Nit09 was strongly inhibited by the thiol-specific reagents AgNO3 and HgCl2. Most likely, thiol groups build an important part of the active site, which is in line with the proposed Cys-Glu-Lys catalytic triad of nitrilases (Fernandes et al. 2006). Most arylacetonitrilases such as the enzymes from A. faecalis JM3 (Nagasawa et al. 1990), A. faecalis ATCC 8750 (Yamamoto et al. 1992), and A. faecalis ZJUTB10 (Liu et al. 2011) are also inhibited by other heavy metal ions like Cu2+ or Co2+, whereas the activity of Nit09 was almost unaffected by the presence of these ions. Interestingly, an increased activity was detected in the presence of ZnCl2. In general, nitrilase activities are independent of metal cofactors (Gong et al. 2012). This was supported by the lack of Nit09 activity inhibition by the presence of the chelating agents EDTA and sodium azide. Thus, a different mechanism like enhanced protein stability in the presence of Zn2+ might explain the detected activity increase of Nit09.

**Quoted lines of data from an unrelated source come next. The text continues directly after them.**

PR #3782, opened 2024-02-13
Refactor: Exclude selected prop keys in API instead of in FE

macobo:
Solves feedback from original PR: https://github.com/plausible/analytics/pull/3719#discussion_r1466583893

The FE approach would run into problems if you have >25 custom props, so excluding in the BE allows avoiding problems

### DIFF
--- a/assets/js/dashboard/stats/modals/prop-filter-row.js
+++ b/assets/js/dashboard/stats/modals/prop-filter-row.js
@@ -23,7 +23,8 @@ function PropFilterRow({
 }) {
   function fetchPropKeyOptions() {
     return (input) => {
-      return api.get(apiPath(site, "/suggestions/prop_key"), query, { q: input.trim() })
+      const exclude = selectedPropKeys.map((key) => key.value)
+      return api.get(apiPath(site, "/suggestions/prop_key"), query, { q: input.trim(), exclude: JSON.stringify(exclude) })
     }
   }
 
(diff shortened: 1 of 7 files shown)


assets/js/dashboard/stats/modals/prop-filter-row.js
```diff
@@ -23,7 +23,8 @@ function PropFilterRow({
 }) {
   function fetchPropKeyOptions() {
     return (input) => {
-      return api.get(apiPath(site, "/suggestions/prop_key"), query, { q: input.trim() })
+      const exclude = selectedPropKeys.map((key) => key.value)
+      return api.get(apiPath(site, "/suggestions/prop_key"), query, { q: input.trim(), exclude: JSON.stringify(exclude) })
```
RobertJoonas, line 27: I think instead of specifying an additional `exclude` parameter, we should use the `formState` to update the query object sent to the backend instead.

Right now, if you do the following:

0. setup: send two events on localhost:
* `mix send_pageview --props "{\"one\":\"1\"}"`
* `mix send_pageview --props "{\"two\":\"2\"}"`
* configure these props in Site Settings > Custom Properties

1. Open the prop filter modal and apply the filter "Property `one` is `1`
2. Click on the applied filter label on top of the dashboard to open the filter modal again
3. Click "+ Add another"
4. Remove the already applied one clicking the red trash icon
5. Try to select a `prop_key`

After step 5, `two` will not be returned anymore, because the suggestions request will be unaware of what is happening in the `formState`.

Now there's a small blocker here I believe - how do you update the query with the current `formState` if a `prop_key` is selected, but the `prop_value` corresponding to it is empty?

Perhaps we could solve this by disabling (or hiding) the "+ Add another" button when any of the rows is incomplete? Then, the situation where a prop_key is hanging in the formstate without a prop_value would become impossible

The characterization of arylacetonitrilase Nit09 provided additional knowledge on this rare group of nitrilases. The substrate range is common for this enzyme type, but the combination of a low pH optimum, a high temperature optimum, and an unusual long-term stability with a pronounced resistance against most metal ions is exceptional. Arylacetonitrilases are industrially interesting biocatalysts as they are currently used for the large-scale conversion of mandelonitrile to mandelic acid (Gong et al. 2012). Thus, identification of new enzymes of this type might open new production routes. Interesting in this respect is the conversion of phenylacetonitrile to phenylacetic acid, which is used among others for the production of penicillin G (Ziemons et al. 2017). The new insights obtained by identification and analysis of Nit09 contribute to the understanding of the sequence function relationship of arylacetonitrilases and thus to the development of better or novel nitrilase biocatalysts.